What is being asked –
Below are some records; find each line that carries the word "requirements" and copy it.

Data for analysis –

PR #342, opened 2021-02-27
Suppress import warnings

jqmp:
Bionic was wasn't respecting the `suppress_warnings` flag when it
encountered a dynamic import during automatic versioning. This fixes it.

### DIFF
--- a/bionic/code_references.py
+++ b/bionic/code_references.py
@@ -206,18 +206,21 @@ def get_referenced_objects(code, context, suppress_warnings=False):
                 # module using the import statement. If a user is importing
                 # modules inside a function, they probably don't want to import
                 # the module until the function execution time.
-                message = f"""
-                Entity function in file {code.co_filename} imports the
-                '{op.argval}' module at line {lineno};
-                Bionic will not be able to automatically detect any changes to this
-                module.
-                To enable automatic detection of changes, import the module at the
-                global level (outside the function) instead.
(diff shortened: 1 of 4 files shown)


bionic/code_references.py
```diff
@@ -167,11 +179,7 @@ def set_tos(t):
                     Please raise a new issue at
                     https://github.com/square/bionic/issues to let us know.
                     """
-                message += """
-                You can also suppress this warning by removing the
-                `suppress_bytecode_warnings` override from the
-                `@version` decorator on the corresponding function.
-                """
+                message += make_suppression_advice(code.co_name)
```
namanjain, line 182: This will give you the function name of whatever `code` is, which can be a non-bionic entity function. The advice suggests the user to change the `@version` decorator on the function which won't work for non-bionic entity functions. If you still want to show the function name, you will have to plumb the top level function name here.

namanjain (commented):
Nice catch! I left a comment about the function name where we suggest changing the `@version` decorator field, but it LGTM otherwise.

bionic/code_references.py
jqmp: I updated the message to make it clear that the named function is not necessarily the same as the top-level function. @namanjain WDYT?

namanjain: LGTM

namanjain (approved):

PR #343, opened 2021-02-27
Always emit versioning warnings when appropriate

jqmp:
It looks like we were defaulting to emitting versioning warnings for
functions decorated with `@version`, but not for undecorated functions.
This commit should make us always default to emitting warnings (unless
auto/assist versioning is not enabled).

To do this, I changed the `@version` decorator to defer to the defaults
of the CodeVersion and CodeVersioningPolicy constructors instead of
trying to apply its own defaults; that way they should always stay in
sync.

I also had to apply @version_no_warnings` to a bunch more functions in
our tests.

@namanjain could you confirm that I haven't done something dumb here?

### DIFF
--- a/bionic/datatypes.py
+++ b/bionic/datatypes.py
@@ -327,7 +327,7 @@ class CodeVersioningPolicy:
 
     version: CodeVersion = attr.ib()
     suppress_bytecode_warnings: bool = attr.ib(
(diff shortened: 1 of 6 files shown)


namanjain (approved):
Nope, nothing stupid. This looks great! Thanks for fixing it.

PR #347, opened 2021-03-08
hasher fix str encoding

simonafk:
utf-8 string encoding may cause errors. Avoid the error by switching to
a different encoding.


damienrj (approved):
This looks like this should solve the problem we were having

jqmp:
Looks reasonable, but do we need to bump the cache schema version? Some strings will hash to different values with this new encoding, right?

simonafk:
> Looks reasonable, but do we need to bump the cache schema version? Some strings will hash to different values with this new encoding, right?

Makes sense. Updated schema version.

jqmp (approved):
Looks good, except for the failing test (did you delete the test fixtures?) -- and don't forget the release notes!

simonafk:
> Looks good, except for the failing test (did you delete the test fixtures?) -- and don't forget the release notes!

Ah. I deleted some old test data files, but did not add the new ones. Added them.

PR #349, opened 2021-03-13
Ignore __module__ field on classes when hashing

jqmp:
When computing the hash a class, we now ignore the `__module__` field.
This field usually contains the name of the module the class was defined
in, but if that module was run directly from the command line then it
contains `__main__` instead. That means we can get different values
depending on whether we run a python module directly or load it from
somewhere else (like a Jupyter notebook), causing our smart caching to
detect a spurious change.

### DIFF
--- a/bionic/code_hasher.py
+++ b/bionic/code_hasher.py
@@ -418,7 +418,9 @@ class CodeHasher:
             for (m_name, m_value) in inspect.getmembers(obj)
             if not (
                 inspect.isgetsetdescriptor(m_value)
-                or m_name in {"__class__", "__dict__", "__members__"}
+                # We ignore __module__ because it can vary depending on whether
+                # that class's module was run as __main__.
+                or m_name in {"__class__", "__dict__", "__members__", "__module__"}
             )
         ]
         add_to_hash(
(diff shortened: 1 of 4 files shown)


jqmp:
@namanjain WDYT?

bionic/code_hasher.py
```diff
@@ -418,7 +418,9 @@ def _update_hash_for_members_of_obj(self, hash_accumulator, obj):
             for (m_name, m_value) in inspect.getmembers(obj)
             if not (
                 inspect.isgetsetdescriptor(m_value)
-                or m_name in {"__class__", "__dict__", "__members__"}
+                # We ignore __module__ because it can vary depending on whether
+                # that class's module was run as __main__.
+                or m_name in {"__class__", "__dict__", "__members__", "__module__"}
```
simonafk, line 423: Does that mean that, if a function is moved to a different file, but the implementation remains the same, the hash remains the same?

simonafk: Hmm, `__code__.co_filename` would change if the location of the function changes.

simonafk (approved):

bionic/code_hasher.py
jqmp: This change is only for classes, and yes, I think this means that if you move a class to a different file, you'll get the same hash. I think functions already behave this way, because we don't (AFAICT) include `__code__.co_filename` in the hash.

In general it makes sense to me that we wouldn't care which file a function/class was in when hashing it.

PR #350, opened 2021-03-14
Skip GCS tests when secrets not available

jqmp:
GitHub secrets are not available in CI actions triggered by pull
requests (presumably because PRs can be started by people outside the
project), so those actions can't run tests that require GCS. This commit
should disable those tests when the secrets aren't available.


simonafk (approved):
Makes sense

PR #351, opened 2021-03-21
S3 Migration Draft

db7894:
Drafting migration from GCS to S3


simonafk:
Interesting! From the "Draft" in the title, I am assuming you are still working on this, and making it usable on both s3 and gcs?

jqmp:
> Interesting! From the "Draft" in the title, I am assuming you are still working on this, and making it usable on both s3 and gcs?

Yes, the goal is for this to work on both S3 and GCS. I suggested to @db7894 that he create this draft PR so I could help him debug an issue he's having (which I unfortunately haven't gotten to yet).

PR #352, opened 2021-03-22
Bump version: 0.10.0 → 0.10.1

simonafk:


docs/release-notes.rst
```diff
@@ -74,10 +74,14 @@ Upcoming Version (Not Yet Released)
...
    "latest" docs (corresponding to the master branch).
 
+0.10.1 (Mar 22, 2021)
+---------------------
+
 Bug Fixes
 .........
 
-- Fixes an issue where automatic versioning erroneously treated classes as
+- Fixed an issue with hashing of strings containing invalid unicode.
```
jqmp, line 83: If we changed the cache schema version, then shouldn't we have a section on "Cache Compatibility Changes"? Also, then this would need to be 0.11, right?

jqmp (commented):
Looks good except for the cache versioning issue. Also, I just merged one last caching change -- if you could squeeze it into this release I'd appreciate it!

docs/release-notes.rst
simonafk: Good catch. Bumping to 0.11.0 instead of 0.10.1. Closing this PR and opened https://github.com/square/bionic/pull/352

PR #356, opened 2022-11-03
Exclude pyrsistent version 0.19.1 from deps

namanjain:
`Pyrsistent` 0.19.1 had a regression in 0.19.1 which was fixed in 0.19.2 
The regression was on pmap where inserted elements were unreliably
inserted. See https://github.com/tobgu/pyrsistent/issues/263

### DIFF
--- a/setup.py
+++ b/setup.py
@@ -23,6 +23,7 @@ requirements = [
     "pandas",
     "pyarrow",
     "pyrsistent!=0.19.1",
+    "decorator<5",
 ]
 
 setup(
--- a/setup.py
+++ b/setup.py
@@ -43,7 +43,7 @@ setup(
     include_package_data=True,
     install_requires=requirements,
     extras_require=extras_require,
-    python_requires=">=3.6",
+    python_requires=">=3.7",
     zip_safe=False,
     keywords="bionic",
     classifiers=[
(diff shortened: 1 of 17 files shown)


setup.py
```diff
@@ -22,7 +22,8 @@
     "numpy",
     "pandas",
     "pyarrow",
-    "pyrsistent",
+    "pyrsistent!=0.19.1",
+    "decorator<5",
```
jqmp, line 26: Could we add a comment explaining the conflict here?

jqmp (approved):
Thanks for cleaning up all the 3.6 stuff! (BTW, I assume no one at Square still depends on 3.6? I think we originally supported it because we needed it for AI Platform or something.)

andrewblane (approved):
LGTM, though I think the package version needs to be bumped.

namanjain:
> Thanks for cleaning up all the 3.6 stuff! (BTW, I assume no one at Square still depends on 3.6? I think we originally supported it because we needed it for AI Platform or something.)

Yes, I asked in internal slack and 3.6 is not used anymore. Existing pipelines that still are on 3.6 will continue to use the older versions of bionic.

namanjain:
> LGTM, though I think the package version needs to be bumped.


Yes, I'll open a new PR for bumping version following the release process https://bionic.readthedocs.io/en/stable/maintaining.html?highlight=release#release-process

Completed task –
@@ -23,6 +23,7 @@ requirements = [
     install_requires=requirements,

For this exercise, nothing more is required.